Garden square in Odesa, Ukraine

Kulykove Pole (Куликове поле) is a garden square and necropolis located in the Prymorskyi raion of Odesa, in a historical centre of the city. It is located near Odesa railway station.

Over the years the square has been known for various festivities. In times of the Russian Empire, it was the site of Easter, Christmas and military parades, the 1909 celebration of the 200th anniversary of the Muscovy victory in the Battle of Poltava, the 100th Anniversary of the end of the French invasion of Russia, and other events. During the Soviet times, it was the site of military parades and 1 May demonstrations. In Ukraine, Kulykove Pole is known as a place of the annual Humorina celebration on April Fools' Day.

The etymology of the place's name is uncertain and still under discussion. One hypothesis links the name to a family called Kulikowski who had their estate on the site. Another suggests it was named after the Battle of Kulikovo.

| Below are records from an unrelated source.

PR #5560, opened 2023-06-29
Add dark mode variant for Prism highlighting

TimWolla:
see https://www.woltlab.com/community/thread/300315-syntax-highlighting-im-dark-mode-unpassend/

### DIFF
--- a/wcfsetup/install/files/style/bbcode/code.scss
+++ b/wcfsetup/install/files/style/bbcode/code.scss
@@ -151,7 +151,7 @@
 	position: static;
 }
 
-html:not([data-color-scheme="dark"]) {
+html[data-color-scheme="light"] {
 	/* PrismJS 1.29.0
 	https://prismjs.com/download.html#themes=prism */
 	/**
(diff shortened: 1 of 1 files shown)


wcfsetup/install/files/style/bbcode/code.scss
```diff
@@ -151,83 +151,168 @@
...
- * @author Lea Verou
- */
-
-.prism-token.prism-comment,
-.prism-token.prism-prolog,
-.prism-token.prism-doctype,
-.prism-token.prism-cdata {
-	color: slategray;
-}
+html:not([data-color-scheme="dark"]) {
```
dtdesign, line 154:
```suggestion
html[data-color-scheme="light"] {
```

dtdesign (changes requested):

wcfsetup/install/files/style/bbcode/code.scss
TimWolla: > Do you really need this at all?

The two Prism styles are completely independent stylesheets obtained from an external source. I don't want any light mode styling to leak into the dark mode styling, because that will likely result in non-sense.

PR #5562, opened 2023-06-30
Move replacement of placerholders in mail texts into `UserMailBox`

BurntimeX:
Also added support for an `{$email}` placeholder.

### DIFF
--- a/wcfsetup/install/files/lib/system/email/UserMailbox.class.php
+++ b/wcfsetup/install/files/lib/system/email/UserMailbox.class.php
@@ -47,4 +47,15 @@ class UserMailbox extends Mailbox implements IUserMailbox
 
         return $user;
     }
+
+    /**
+     * Takes the passed text and replaces the placeholders for username and email address with the user's values.
+     */
+    public function getPersonalizedText(string $text): string
+    {
+        $text = \str_replace('{$username}', $this->getUser()->username, $text);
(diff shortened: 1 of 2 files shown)


wcfsetup/install/files/lib/system/email/UserMailbox.class.php
```diff
@@ -47,4 +47,15 @@ public function getUser(): User
...
+
+    /**
+     * Takes the passed text and replaces the placeholders for username and email address with the user's values.
+     */
+    public function getPersonalizedText(string $text): string
+    {
+        $text = \str_replace('{$username}', $this->getUser()->username, $text);
+        $text = \str_replace('{$email}', $this->getUser()->email, $text);
+
+        return $text;
```
TimWolla, line 59:
```suggestion
        return \strtr(
            $text,
            [
                '{$username}' => $this->getUser()->username,
                '{$email}' => $this->getUser()->email,
            ]
        );
```

This is required for correctness, because `strtr()` will not touch replaced values once more (https://www.php.net/manual/en/function.strtr.php):

> Once a substring has been replaced, its new value will not be searched again.

The current variant will incorrectly replace usernames containing `{$email}`.

Please double-check my suggested replacement / test it locally, it's written in GitHub's markdown box and might contain errors.

TimWolla (approved):

PR #5578, opened 2023-07-12
Improve the contrast of colors in the light mode

dtdesign:
n/t


TimWolla (commented):
Just confirming that the diff looks correct. Of course I can't say anything about the choice of color :smile:

PR #5583, opened 2023-07-13
Improve detection of URL in texts

BurntimeX:
ref https://www.woltlab.com/community/thread/296180-fehlerhafte-automatische-umwandlung-der-urls-wenn-am-ende-eine-klammer/

### DIFF
--- a/wcfsetup/install/files/lib/system/html/input/node/HtmlInputNodeTextParser.class.php
+++ b/wcfsetup/install/files/lib/system/html/input/node/HtmlInputNodeTextParser.class.php
@@ -420,32 +420,31 @@ class HtmlInputNodeTextParser
      */
     protected function parseURL(\DOMText $text, $value, $allowURL, $allowMedia)
     {
-        static $urlPattern = '';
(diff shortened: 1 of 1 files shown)


wcfsetup/install/files/lib/system/html/input/node/HtmlInputNodeTextParser.class.php
```diff
@@ -422,24 +422,7 @@ protected function parseURL(\DOMText $text, $value, $allowURL, $allowMedia)
     {
         static $urlPattern = '';
         if ($urlPattern === '') {
```
TimWolla, line 424: This can be removed now and the regex inlined in the `preg_replace_callback` call, as the regex is a static string. The `$illegalChars` property can likely be deprecated.

BurntimeX: `$illegalChars` is still being used in `parseEmail()`

TimWolla (approved):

==Trade Unions House fire==
Kulykove Pole became famous during the Euromaidan events, serving as a place for anti-Maidan protesters, who built a tent city there in the beginning of 2014. This stood until the 2 May events, during which 42 people died whilst trapped in the burning Trade Unions House; 32 from carbon monoxide poisoning, and 10 after leaping from windows to escape the flames.